Shauna paused, to show her disapproval, then glared at me over her glasses. "Charming. Very mature." Shauna was easy on the eyes, as they say, more for the sum of her parts than any particular detail-smartly dressed, fit, intelligent-but like most professional women, she didn't like to be thought of as a slab of meat by the knuckle-dragging males in the profession. The reason she'd left her former law firm, in fact, was because the senior partner had certain ideas about the employer-employee relationship that were, let's say, inconsistent with Title VII.
Shauna and I had a few go-rounds in college ourselves, but we quickly recognized that animal sex and compatibility were two different things, and we managed to stay buds afterward. We really didn't have much of a choice back then, because there was a whole gaggle of us packed into a house off-campus, forcing people to double up on rooms, and somehow Shauna had drawn the short straw and gotten me as a roommate. That was after I got kicked off the football team for punching out the team captain, and I was lucky not to have been expelled from the university altogether. Had the team captain pressed charges, I would have been toast, but I think he found the whole thing embarrassing, considering he was an all-conference offensive lineman who was flattened by someone a hundred pounds and four inches his lesser.

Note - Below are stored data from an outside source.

PR #947, opened 2021-11-30
feat: author list block

### LINKED ISSUE #901: New block: Author Profile List
The individual Author Profile block is very handy! But it's a manual placement, which means updating the staff roster page every time someone leaves or is hired. And, more important, it doesn't scale: One Newspack publisher from 40 to 350+ authors in just one year. Placing 350 author blocks and then keeping that list updated isn't feasible.

We should implement a new block that shows all authors in lazy-loaded fashion using the same template and display options as the individual Author Profile block. It would also have sort options (first/last name) and the option to show WordPress users, Co-Authors Plus guest authors, or both.

dkoo:
### All Submissions:

Registers a new Author List block that uses the same template as the existing Author Profile block to display all WP users, guest authors, or both. Also adds a few new display features that apply to both blocks.

Closes #901.

1. Ensure your site has a number of WP users and CAP guest authors, some assigned to posts, others with 0 posts. Ensure that you also have some WP users of various roles, e.g. editor, admin, author, contributor, and subscriber, as well as some custom roles (such as the WooCommerce user roles).
2. Test the new options for the Author Profile block. Add one to a post or page and test the following new options in both editor and front-end:
  - **Text size:** controls the relative size of the text compared to the surrounding post. Should offer S, M, L, and XL options with M being the default.
  - **Hide default avatars:** If the "display avatars" option is enabled, enabling this option will only display avatars for authors that have a custom avatar image.

3. Test the new Author List block. Test the various attributes and display options available, paying special attention to:
  - **Author Type:** CAP guest authors, WP users, or both.
  - **WP user roles:** If the Author Type contains WP users, this should default to core WP user roles that have the `edit_posts` capability (Admin, Editor, Author, and Contributor) but it should have additional options to display other custom user roles registered with that capability.
  - **Column view:** In the block toolbar (not the sidebar). Default view is a simple list, but enabling columns will display the list in columns and enable the Columns attribute.
  - **Columns:** In the sidebar. If column view is enabled, should let you specify 2–6 columns.
  - **Display alphabetical separators:** If enabled, letter headings will separate the authors shown based on their display name (first letter of last name, or first letter of name if the display name is only one word).
  - **Group authors by alphabet:** If column view and "display alphabetical separators" are enabled, this option should be available. If enabled, it will break the authors into sections by alphabetical separator, so that each section becomes its own set of columns.
  - **Author List Exclusions:** Options to exclude authors who have 0 posts as well as specific authors by name.
  - **Author Profile Settings:** Should have the same options and behavior as these settings in the Author Profile block. Settings will apply to all items in the block.
  - **Avatar Settings:** Should have the same options and behavior as these settings in the Author Profile block. Settings will apply to all items in the block.

4. Also test after disabling the Co-Authors Plus plugin—all guest-author related options should be disabled/hidden and the block should only show WP users.

### Other information:


src/blocks/author-list/view.php
```diff
@@ -0,0 +1,175 @@
+<?php
+/**
+ * Server-side render functions for the Author Profile block.
```
adekbadek, line 3: Nit:

```suggestion
 * Server-side render functions for the Author List block.
```

src/blocks/author-list/view.php
```diff
@@ -0,0 +1,175 @@
...
+	?>
+	<div class="wp-block-newspack-blocks-author-list <?php echo esc_attr( $attributes['className'] ); ?>">
+
+	<?php
+	// Columns WITH alphabetical separator sections.
+	if ( $is_columns && $show_separators && $separator_sections ) :
+		// Associative array to store authors chunked by alphabet, if separatorSections is true.
+		$chunked_authors = [];
+		foreach ( $authors as $author ) {
+			$first_letter = strtoupper( substr( $author['last_name'], 0, 1 ) );
```
adekbadek, line 96: A user with login `admin`, without neither first nor last name, ends up in "W" section when chunked alphabetically:

image

This is the last item on the whole list, so maybe the it's a matter of listing un-sortable (nameless) users after the sorted users. This happens both in editor and on the frontend.

src/blocks/author-profile/view.php
```diff
@@ -107,87 +116,15 @@ function newspack_blocks_render_block_author_profile( $attributes ) {
...
-	if ( isset( $attributes['className'] ) ) {
-		$classes .= ' ' . $attributes['className'];
-	}
+	$content = Newspack_Blocks::template_include(
+		'author-profile-card',
+		[
+			'attributes' => $attributes,
+			'author'     => $author,
+		]
+	);
```
adekbadek, line 125: When a guest user has an avatar set, the avatar is **not displayed** on Author Block on the frontend (editor is fine). This does not happen on `master`.

src/templates/author-profile-card.php
```diff
@@ -0,0 +1,99 @@
...
+			$attributes,
+			$extra_classes
+		);
+
+		?>
+		<div class="<?php echo esc_attr( $classes ); ?>">
+			<?php if ( $attributes['showAvatar'] && isset( $author['avatar'] ) ) : ?>
+				<div class="wp-block-newspack-blocks-author-profile__avatar">
+					<figure style="border-radius: <?php echo esc_attr( $attributes['avatarBorderRadius'] ); ?>; width: <?php echo esc_attr( $attributes['avatarSize'] ); ?>px;">
+						<?php echo wp_kses_post( $author['avatar'] ); ?>
```
adekbadek, line 44: Hard to pin down the conditions (aspect ratio, size?), but when using this image, it comes out stretched: 

image

Image:

image

adekbadek (changes requested):
I imagine this will be a very useful features, not only for news publications 💪 
Gotta point out though that it's intimidating to review such a large PR 😬

src/blocks/author-list/class-wp-rest-newspack-author-list-controller.php
```diff
@@ -0,0 +1,366 @@
...
+		$options         = wp_parse_args( $options, $default_options );
+		$fields          = $options['fields'];
+		$current_page    = 1;
+
+		// Array to store all authors.
+		$all_guest_authors = [];
+		$all_users         = [];
+
+		// Get Co-authors guest authors, only if CAP plugin is active and the author type specified includes guest authors.
+		if ( 'users' !== $options['author_type'] && class_exists( 'CoAuthors_Guest_Authors' ) ) {
```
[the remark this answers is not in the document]
dkoo: Most likely it won't, but this is a good suggestion for readability. Done on lines 159 and 186 in 2f972bb.

src/blocks/author-list/edit.js
```diff
@@ -0,0 +1,523 @@
...
+					) }
+				</PanelBody>
+				<PanelBody title={ __( 'Author List Exclusions', 'newspack-block' ) }>
+					<PanelRow>
+						<ToggleControl
+							label={ __( 'Exclude authors with 0 posts', 'newspack-blocks' ) }
+							help={ sprintf(
+								// Translators: Help message for "include empty authors" toggle.
+								__( '%s authors with no published posts.', 'newspack-blocks' ),
+								excludeEmpty ? __( 'Hide', 'newspack-blocks' ) : __( 'Show', 'newspack-blocks' )
```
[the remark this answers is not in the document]
dkoo: Updated this and several other help messages in d586a1b.

src/blocks/author-list/edit.js
```diff
@@ -0,0 +1,523 @@
...
+								checked={ separatorSections }
+								onChange={ () => setAttributes( { separatorSections: ! separatorSections } ) }
+							/>
+						</PanelRow>
+					) }
+				</PanelBody>
+				<PanelBody title={ __( 'Author List Exclusions', 'newspack-block' ) }>
+					<PanelRow>
+						<ToggleControl
+							label={ __( 'Exclude authors with 0 posts', 'newspack-blocks' ) }
```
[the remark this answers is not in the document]
dkoo: This was a tricky one to debug. Investigating it uncovered a bug in Co-Authors Plus! When a guest author has a linked WP user the [`get_author_post_count` method](https://github.com/Automattic/Co-Authors-Plus/blob/3f71c41f3628bd5b848c401195798cf95f994c3b/co-authors-plus.php#L1763) only returns the post count of the linked WP user, not the sum of both guest author and user posts. 

Because of the way our block code is searching for WP users using `has_published_posts` as a `WP_User_Query` arg, then combining those results with a guest author query using `CoAuthors_Plus::get_author_post_count`, this bug results in the guest author getting dropped when "exclude authors with 0 posts" is on if either the WP user OR the guest author has 0 posts. 

This should be fixed in b48c67d, which foregoes the use of `CoAuthors_Plus::get_author_post_count` and just manually adds the post count of the guest author and the WP user to get the total post count.

This does bring up another potentially confusing edge case, where if a WP user with 0 posts is linked to a guest author with many posts, and the Author List block is set to display only WP users. In this case, displaying only WP users will display the WP user, not the linked guest author, and since the WP user has 0 posts, it won't be displayed if "exclude authors with 0 posts" is on. This, to me, is expected behavior even if it sounds confusing.

src/blocks/author-list/view.php
dkoo: Ah, this is because I was assuming all users would have at least a display name, which isn't always the case. 48e5e7d adds another fallback to alphabetize by user login if there's no last name or display name.

src/templates/author-profile-card.php
dkoo: This is happening on `master`, too. Seems to be a bug with the CSS for the avatars. I'll see if I can fix on this branch.

src/blocks/author-profile/view.php
dkoo: Good catch! 4c58457 should fix this.

src/templates/author-profile-card.php
dkoo: d498c8f should fix this. The aspect ratio of the `figure` should be fixed to 1:1 with the image inside set to `object-fit: cover`, but I forgot to set both the height and the width (only the width was set, so height was defaulting to `auto`).

src/blocks/author-list/edit.js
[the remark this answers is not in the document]
adekbadek: This makes sense, thank you for the detailed response!

src/blocks/author-list/edit.js
```diff
@@ -0,0 +1,525 @@
...
+						<ToggleControl
+							label={ __( 'Display avatar', 'newspack-blocks' ) }
+							checked={ showAvatar }
+							onChange={ () => setAttributes( { showAvatar: ! showAvatar } ) }
+						/>
+					</PanelRow>
+					{ showAvatar && (
+						<PanelRow>
+							<ToggleControl
+								label={ __( 'Hide default avatar', 'newspack-blocks' ) }
```
adekbadek, line 335: This seems to handle Guest Authors only – after toggling this option, WP users are still listed with the default avatars.

src/blocks/author-list/view.php
adekbadek: The issue is still happening. In the examples below, `Robers Wpuser` & `admin` are both WP users:

1. If set to display all authors, `admin` is at the end, without a letter "A" preceding (there's a guest user already in an "A" section:

image

2. If set to display WP users only, `admin` is again at the end, but in an "A" section (there are no other WP users with names starting on "a"):

image

src/blocks/author-list/edit.js
dkoo: Hmm, the logic applies to both author types, but it seems like the `avatar-default` class isn't always added to default avatars for some reason. b98c749 adds a bit of extra logic which should hopefully catch those instances.

src/blocks/author-list/view.php
dkoo: f8532a6 fixes this. The issue was happening because we weren't standardizing the case of the letters, so `A` and `a` were sorted differently.

adekbadek (approved):
All good now 👌

PR #949, opened 2021-12-01
Add/embed pdf

### LINKED ISSUE #897: Handle embedding PDFs on the Iframe Block
We need an AMP-compatible way to embed PDFs. The Iframe Block enables us to embed iframes, it can fit this too.

Embed PDFs using the Iframe Block. AMP has a nice tag to be used for this https://amp.dev/documentation/components/amp-google-document-embed/

The “File” block type doesn’t work using URLs (you have to add the file to the Media Library instead)

kariae:
### All Submissions:

Closes #897. Allow embedding documents (PDF, Doc, Excel, and PPT) with the Iframe block.

1. Add an Iframe block, and upload a PDF file as the iframe source.
2. Notice that the PDF is previewed in the editor.
3. Load the page in the front and notice that the PDF file is embedded.

### Other information:

This uses the Google Doc Viewer to embed the documents which is the same way is used when using the [amp-google-document-embed](https://amp.dev/documentation/components/amp-google-document-embed/) tag. The issue with the Google Doc Viewer is that [1 or 2 times out of 10 it doesn't load in iframes](https://stackoverflow.com/questions/40414039/google-docs-viewer-returning-204-responses-no-longer-working-alternatives). A solution for this in `non-amp` pages is to [keep reloading the iframe until its content is loaded](https://github.com/Automattic/newspack-blocks/pull/949/files#diff-e31b7d811bd799e3d22782e7babd1f230b2c28feb2dc5d14976a91e5046ac056R107-R120) which seems to do the trick. But unfortunately, we can't have on AMP since[`onload` is dismissed from the amp-iframe tag](https://github.com/ampproject/amphtml/blob/main/extensions/amp-iframe/1.0/component.js#L25).

A first alternative would be to use Microsoft Office Viewer but it doesn't support PDFs.

Another alternative is to use something like [pdf.js](https://github.com/mozilla/pdf.js) but I'm not sure how it will behave with AMP.


adekbadek:
@kariae – please resolve the conflict when you have a moment

kariae:
Done, thanks @adekbadek.

adekbadek (approved):
😎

My office would appear, to the untrained eye, to be abandoned. I had a couch that my brother had spotted me in one corner, shelving with law books, and a desk with nothing on it but a computer. I didn't like coming here, because it reminded me that someday soon, I was going to run out of money from my days at the silk-stocking law firm, and I'd have to get off my ass and restart my career. It was hard to imagine doing it here, but I didn't have a better idea. For several months after the bottom fell out, I'd received weekly calls from Paul Riley or someone else from the firm, asking me back when I was ready. But I couldn't go back there. And I couldn't stomach the idea, at this point, of answering to anyone else. As surprising as it may seem, given my overall sunny outlook on life, I don't like being told what to do, and I don't like having to be nice to people.
To summarize: I don't want to work for anyone else, or for myself.
My intercom buzzed at about ten o'clock. "Someone to see you," said Marie.
I hadn't expected anyone. "Do you want to give me a hint?" I asked. "We could play twenty questions."
"No, I'm happy to tell you, if you'd like."
Always the attitude.
Marie said, "Her name is Esmeralda Ramirez."